Б.С. остался на корабле. И латыш тоже. Один бежать не отважился. Весь рейс он избегал встреч с Б.С., а когда натыкался, отводил глаза.
Дома, когда вернулись из рейса, латыш вступил в партию и стал быстро делать карьеру. А Б.С. закрыли визу за границу и списали с корабля. Заложил ли его латыш или это было просто совпадением, он до сих пор не знает. Латыш сейчас занимает в Риге высокий пост, а Б.С. сидит в Нью-Йорке без жены и сына.
Б.С. стал в Ленинграде одним из главных диссидентов. Советская власть терпела, терпела, да и упекла его в тюрьму. Тут начались протесты во всем мире. Тогда выпустили в Израиль его жену с сыном, а его оставили за решеткой. Жену в Израиле встретили как национальную героиню, чуть не на руках носили из почтения к ее храброму мужу.
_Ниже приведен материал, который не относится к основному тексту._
PR #496, opened 2026-07-08
Spell "data type" correctly

dslmeinte:

PR #497, opened 2026-07-15
Missed two misspelled "datatype"s

dslmeinte:
(Well, the same one really.)
Not sure we want to change the (published) 2024.1 spec.

### DIFF
--- a/2024.1/serialization/serialization.adoc
+++ b/2024.1/serialization/serialization.adoc
@@ -287,7 +287,8 @@ Booleans MUST NOT be encoded with leading or trailing whitespace, uppercase char
 * `"-6 "`
 
 [[structuredDatatype]]
-==== Structured Datatype
+[[structuredDataType]]
+==== Structured Data Type
 <<{m3}.adoc#StructuredDataType, LionCore StructuredDataType>> MUST be encoded as JSON _string_.
 The string contains a JSON _object_ according to spec (RFC 8259) with proper escaping: all double quotes, line breaks, etc. MUST be escaped to form a proper JSON _string_.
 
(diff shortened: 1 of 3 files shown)


2024.1/serialization/serialization.adoc
```diff
@@ -287,7 +287,8 @@ Booleans MUST NOT be encoded with leading or trailing whitespace, uppercase char
 * `"-6 "`
 
 [[structuredDatatype]]
-==== Structured Datatype
+[[structuredDataType]]
```
enikao: I would not change a published spec.
If we want to, we can add it to the errata: https://lionweb.io/specification/2024.1/index.html

dslmeinte: I feel it’s a bit...trivial for the errata, but can do for those with OCD 😏

enikao: I agree with the triviality (-:

2024.1/serialization/serialization.adoc
```diff
@@ -297,7 +297,7 @@ Each <<{m3}.adoc#Field, Field>> forms one _member_, with the field's <<{m3}.adoc
 For fields of type <<string>>, <<boolean>>, <<integer>>, and <<literal>>, the _value_ is encoded as JSON _string_ in the same way as for a property.
 For fields of type <<structuredDatatype>>, the value is encoded as JSON _object_.
 
-.Structured data types used in the examples
+.Structured datatypes used in the examples
```
enikao, line 300: but it is changed now?

dslmeinte: I noticed that I had changed it already earlier (in PR #496), so I reverted those changes in the latest commit.

enikao (approved):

Он отсидел два года и после очередной волны демонстраций в разных странах и битья стекол в окнах советских посольств его, наконец, отпустили.
В Израиле его ожидал сюрприз. Жена не дождалась его и вышла замуж. У сынишки был отчим, которому Б.С. сначала хотел сломать шею, но потом раздумал, чтоб не попасть из советской в израильскую тюрьму и доставить удовольствие русским антисемитам.
Уехал в пустыню Негев, стал хирургом в больнице. Работал много.
Пациентов — хоть отбавляй. Все больше те, кто на арабских минах подрывались.
А в Йом-Кипурскую войну оперировал солдат на Голанских высотах в полевом госпитале и сам был контужен сирийским снарядом.